Got to download part of it to the other host. Alright, memory's coming in hot, you know it's not doing too bad. Better than I expected. Let's check the networking. All right, networking testing. Now is it just me or is it using less bandwidth than before? That's funny. Alright, let's add 'em all in. All five are having a party. Got our monitoring up, asking a question. Now let's see how it performs. Oh, got to download one more bit. Two minutes.

Killing me. Now this honestly is the most painful part of making this video. And probably for you if you're ever going to use this, it's waiting for these models to download. This video took me way too long. I anticipated one day for this video. Oh no, no, no, no, no. Foolish Chuck. I wish, and I think it's coming. I saw a few pull requests on GitHub that you could host the models locally and then pull those down.

I do love the fact that they break up the model across your network, but it would be so much faster if the model was local if we didn't have to pull it from hugging face each time.
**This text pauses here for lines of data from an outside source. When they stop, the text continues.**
PR #8059, opened 2015-04-28
Added option to replace disconnected clients with bots

mtarranger:
PR for [issue #3001](https://github.com/OpenRA/OpenRA/issues/3001): replacing disconnected clients with bots.

**Logic:**

Server drops player and send command "ActivateBot"
Game admin activates bot, notification in chat about this showed for everybody

**Detailed:**

(Option is enabled)
1. A player got dropped while a game is in progress.
2. Server doesn't send "player quit" packet (0xBF).
3. But it sends "Disconnected" instant message as usually - clients show "player disconnected" message.
4. Just after that server sends "ActivateBot" instant message.
- All clients (including admin) change their configuration so disconnected client is treated in the same way like it was a bot activated on the admin on start.
- It doesn't meter if dropped client had or had not sent packages for recent frames - clients will not check for them after this point (also look at explanation of third commit lower).
- All clients show "bot activated for <player name>" message
- Admin activates bot

Currently nothing will show that a player was real client and then was replaced by a bot except server chat message. Statistics will include combined player and bot progress after game end.

Please check spelling, especially for strings, variable names, code style, caveats.

I introduced:
"ActivateBot" command from server to clients
"Autopilot" string parameter in GlobalSettings which is a bot name if feature is enabled, null otherwise
"autopilot <bot name>" command from the admin to the lobby to enable option
"disable_autopilot" to disable

Please check implementation of the options gui. Do you have any cautions, will it work with specific maps (like scripted), foresights of bugs while player interact with the option in the lobby?

**Commits explanations (also look at the diffs and messages):**

Commit [1 of 4](https://github.com/OpenRA/OpenRA/commit/91491277ba9c3c21a0cb1a9b1d2bee18e2e5f00d):
- I didn't found any pattern for entries order for game options fields in lobby yaml, so I reordered them to follow left to right, line after line. That helped me in future changes.
- Some source and resource files had had execute bit on. It doesn't mean anything on windows, but that doesn't look pretty under *nix, so fixed some. On *nix you can check for that with `find -executable -type f` or `find -executable -type f -not -name '\*.sh' -not -path './.git/\*' -not -path './configure'` or auto fix with `find -executable -type f -name '\*.cs' | xargs chmod a-x` 

Commit [2 of 4](https://github.com/OpenRA/OpenRA/commit/626493676dbc47c272d56055d895e78c5b6f1b42):
[...]

PR #10502, opened 2016-01-13
Added an option to replace disconnected players with AI bots

Mailaender:
A simplified version of https://github.com/OpenRA/OpenRA/pull/8059. Closes https://github.com/OpenRA/OpenRA/issues/3001. Depends on https://github.com/OpenRA/OpenRA/pull/10787.

### DIFF
--- a/OpenRA.Game/Network/UnitOrders.cs
+++ b/OpenRA.Game/Network/UnitOrders.cs
@@ -101,6 +101,35 @@ namespace OpenRA.Network
 						break;
 					}
 
+				case "ReplacePlayerWithBot":
+					{
+						var client = orderManager.LobbyInfo.ClientWithIndex(clientId);
+						if (client != null && world != null)
+						{
+							var player = world.FindPlayerByClient(client);
+							if (player == null || player.IsBot)
+								break;
+
+							client.State = Session.ClientState.Ready;
+
+							var controller = orderManager.LobbyInfo.Clients.FirstOrDefault(c => c.Index == order.ExtraData);
+							if (controller == null)
+								break;
+
+							client.BotControllerClientIndex = controller.Index;
+							client.Bot = order.TargetString;
+							client.IpAddress = null;
+
+							orderManager.StopWaitingForClient(client);
+
+							player.ActivateBot(client.Bot);
+
+							Game.Debug("Replaced player {0} with bot {1} controlled by {2}".F(client.Name, client.Bot, controller.Name));
+						}
+
+						break;
+					}
+
 				case "TeamChat":
 					{
 						var client = orderManager.LobbyInfo.ClientWithIndex(clientId);
--- a/OpenRA.Game/Network/UnitOrders.cs
+++ b/OpenRA.Game/Network/UnitOrders.cs
@@ -67,6 +67,37 @@ namespace OpenRA.Network
 						var client = orderManager.LobbyInfo.ClientWithIndex(clientId);
 						if (client != null)
 							client.State = Session.ClientState.Disconnected;
+
+						break;
+					}
+
+				case "NewAdmin": // Find a new admin and hand bots over mid-game.
+					{
+						var client = orderManager.LobbyInfo.ClientWithIndex(clientId);
+						if (client == null || !client.IsAdmin)
+							break;
+
+						var nextAdmin = orderManager.LobbyInfo.Clients.FirstOrDefault(c => c.Index == order.ExtraData);
+						if (nextAdmin != null)
+						{
+							nextAdmin.IsAdmin = true;
+							Game.AddChatLine(Color.White, "Server", "{0} is now the admin.".F(nextAdmin.Name));
+
+							var bots = orderManager.LobbyInfo.Clients.Where(c => c.Bot != null && c.BotControllerClientIndex == client.Index);
+							foreach (var bot in bots)
+							{
+								bot.BotControllerClientIndex = nextAdmin.Index;
+								var botPlayer = orderManager.World.FindPlayerByClient(bot);
+								botPlayer.ActivateBot(bot.Bot);
+								Log.Write("server", "Bot {0} is now controlled by {1}.".F(bot.Name, nextAdmin.Name));
+							}
+						}
+						else
+						{
+							Log.Write("server", "Suggested new game admin {0} not found.".F(order.TargetString));
+							orderManager.LobbyInfo.Clients.RemoveAll(c => c.Bot != null && c.BotControllerClientIndex == client.Index);
+						}
+
 						break;
 					}
 
--- a/OpenRA.Game/Server/Server.cs
+++ b/OpenRA.Game/Server/Server.cs
@@ -594,8 +594,11 @@ namespace OpenRA.Server
 				var replaceWithBot = Settings.BotsForDisconnectedClients && State == ServerState.GameStarted;
 				if (replaceWithBot)
 				{
-					var bot = Map.Rules.Actors["player"].TraitInfos<IBotInfo>().Random(Random);
-					DispatchOrdersToClients(toDrop, 0, Order.ReplacePlayerWithBot(bot.Type, botController.Index).Serialize());
+					Session.LobbyOptionState dropoutReplacement;
+					var dropoutBotAvailable = LobbyInfo.GlobalSettings.LobbyOptions.TryGetValue("dropoutbotreplacment", out dropoutReplacement);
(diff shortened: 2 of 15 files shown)


OpenRA.Game/Settings.cs
```diff
@@ -73,6 +73,9 @@ public class ServerSettings
 		[Desc("Disallow AI bots.")]
 		public bool LockBots = false;
 
+		[Desc("If a player drops, the AI should take over.")]
+		public bool BotsForDisconnectedClients = true;
```
pchote: This should be a lobby/match option, not a global OpenRA setting.

OpenRA.Game/Server/Server.cs
```diff
@@ -579,7 +580,19 @@ public void DropClient(Connection toDrop, int frame)
...
+					var bot = Map.Rules.Actors["player"].TraitInfos<IBotInfo>().Random(Random);
+					DispatchOrdersToClients(toDrop, 0, new ServerOrder("ReplacePlayerWithBot", bot.Name).Serialize());
+
+					dropClient.IpAddress = null;
+					var admin = LobbyInfo.Clients.First(c => c.IsAdmin);
+					dropClient.BotControllerClientIndex = admin.Index;
+					dropClient.Bot = bot.Name;
+				}
+				else
+					LobbyInfo.Clients.RemoveAll(c => c.Index == toDrop.PlayerIndex);
```
Phrohdoh: Is there a reason you aren't using `RemoveAt(toDrop.PlayerIndex)`?

OpenRA.Game/Network/UnitOrders.cs
```diff
@@ -67,6 +67,35 @@ public static void ProcessOrder(OrderManager orderManager, World world, int clie
...
+						var client = orderManager.LobbyInfo.ClientWithIndex(clientId);
+						if (client != null && world != null)
+						{
+							var player = world.FindPlayerByClient(client);
+							if (player == null || player.IsBot)
+								break;
+
+							client.State = Session.ClientState.Ready;
+
+							var admin = orderManager.LobbyInfo.Clients.FirstOrDefault(c => c.IsAdmin);
```
pchote: What if it was the admin who dropped (on a dedicated server)?

Phrohdoh: Would it be possible to sort clients by ping and pick the best result to be the next admin, or is the idea of ping irrelevant if there is no admin/host?

OpenRA.Game/Server/Server.cs
Mailaender: This line hasn't changed, just moved.

OpenRA.Game/Network/UnitOrders.cs
Mailaender: @pchote Then this won't fire. See https://github.com/OpenRA/OpenRA/pull/10502#discussion-diff-49606608R583

@Phrohdoh See https://github.com/OpenRA/OpenRA/pull/10502/files#diff-e34ac0a837f43698d67024b60cd1cf12R598 but I doubt "ping" would be a good measurement.

pchote: That is my point, yes.  Introducing a half-baked feature that works for some clients but not others is asking for trouble.

pchote: Also, if the admin drops then there may also be bots that are now left without control.  Control for all of these should be switched to another player.

whinis:
Played with Nolt and Mailaender, when Nolt left bot took over and started playing as expected. No Desync Observed

OpenRA.Game/Network/UnitOrders.cs
Mailaender: Don't try to expand the scope here

> Added an option to replace disconnected players with AI bots

I didn't promise to fix bots on dedicated servers, nor transfer adminship and bot controlling. Those are existing limitations, but I don't think they should be tackled here.

pchote: The pr does not work as advertised:

> Added an option to replace disconnected players with AI bots

Players will not be replaced with an AI bot if they are the server admin.

pchote:
As mentioned above in the inline comments (which may be lost if the pr updates), I feel that this pr has fundamental flaws that cause more problems than they fix.  I have to give a :-1: for that reason.

OpenRA.Game/Settings.cs
Mailaender: Dedicated server admins will want to disable this. See the setting above.

pchote: Not all server admins.

OpenRA.Game/Network/UnitOrders.cs
whinis: Is there any particular reason the bot controller has to be admin ?
If not couldn't you select a play at random, assign the bots to them and if the dropped player had any bots remake them for different random players ?

Micr0Bit:
- "What if it was the admin who dropped (on a dedicated server)?"
- "Then this won't fire."
- "That is my point, yes. Introducing a half-baked feature that works for some clients but not others is asking for trouble."

this pretty much got me to the point for a :-1:

Mailaender:
Can we please move back to constructive criticism instead of throwing people to the lions with blunt negativity? You are creating a very hostile environment for contributors who give their best to improve the game.

pchote:
Unfortunately that is what happens when the initial review comments pointing out fundamental issues are dismissed with responses like like "Don't try to expand the scope too much" and "I went for KISS here. Don't change half the project, change the GUI for a small feature. Better get it to work now and extend it later. Don't always pull the whole arm, when someone gives you a hand.".   If you're going to shut down the review dialog with a blanket "no, i'm not going to fix that", then there is little choice but to become increasingly blunt in order to get the point across.

Mailaender:
I made a ticket for your request https://github.com/OpenRA/OpenRA/issues/10515. You should have noted that this is a pre-requisite already in https://github.com/OpenRA/OpenRA/pull/8059. Now it feels like an arbitrary request. I also don't have a solution for it and it probably should be implemented, tested and reviewed in it's own pull request.

OpenRA.Game/Settings.cs
Mailaender: Is there a reason for a player to not want to have this? The original https://github.com/OpenRA/OpenRA/pull/8059 already had it in so it is easy to copy it, but it felt like a needless switch in the already crowded lobby.

pchote:
The prerequisite #10787 was stalled by desync issues that will probably also be a problem here.  These problems aren't likely to be fixed in the foreseeable future, so unfortunately we can't do much more here either.

xp65:
It would be very cool if this was in the next release, would save many failed games due to a player leaving due to connection timing out later in the game removing all the fun :) Killing an idle player is quote stupid. Adding this feature would be worth a release on its own for me.

Micr0Bit:
@xp65 : i feel you , it seems that the recent increase on new players sadly also increasing the games with people just disconnecting or surrendering too early ... noticeable in ra - teamgames

Mailaender:
If you want this badly, you should first go and verify that https://github.com/OpenRA/OpenRA/pull/10787 works as it should. I did some tests locally with multiple clients and dedicated servers, but that is far from a real field test.

pchote:
Considering the current status of our @OpenRA/engine-hackers it seems unlikely that we will be able to get this into a merge worthy state in any reasonable time frame.  Moving back to the future milestone.

Mailaender:
I fixed this up so that it even works, when the admin disconnects on a dedicated server.

pchote:
See http://www.sleipnirstuff.com/forum/viewtopic.php?t=20232 for related discussion. I expect that enabling this by default will not be recieved well by some players, and considering how toxic that part of our community has become, i’d prefer not to anywhere near this.

Mailaender:
While I don't think you should reward toxic behavior with special attention, the request to disable this in the lobby is valid as it might not be for everyone and players/maps may want to pre-define the AI type.

KOYK:
@pchote "I expect that enabling this by default will not be recieved well by some players"

Yes because their fingers will get tired by clicking on it...I personally find this a good feature and any one who doesn't like it is because they never got a disconnected team mate who is about to fire a nuke in the last minute. By the way, adding staff is good specially if the user can turn them off and on, removing staff in the other hand is a bad thing to do, so toxic or not it doesn't really matter.

As long as it is a lobby option it doesn't matter if you even add chickens instead of tanks to the game.

pchote:
Moving back to the Future milestone alongside #10787.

Alright, now we can finally try it. I think here we sneaking go, Hey, that's actually not bad. We're using all hosts, 15 tokens a second. Memory usage is good. GPU spread across all our hosts. I'm happy with this. Not the fastest thing in the world,

but it's stinking working. I love this. Let's test networking. All right, we got our networking monitoring set up. We'll launch XO once more, five nodes up and let's test it out and watch the networking go crazy, I'm assuming. Yeah, here we go. Okay, so we're distributing the network traffic across all the hosts. What's funny though is, I dunno if it's just IF top, that's acting kind of crazy, but it's showing like Deb two is my computer and it's showing me being the highest bandwidth receiver. It's kind of weird, but looking at the cumulative, I mean 64 megabits per second, that's bites.

And we're getting about 10 tokens a second. Let's test Thunder Bowl. We'll test two hosts, just as we did before. Let's see how we do. So watch two hosts just go crazy. And performance is, I mean we are using Thunderbolt, right? Yeah.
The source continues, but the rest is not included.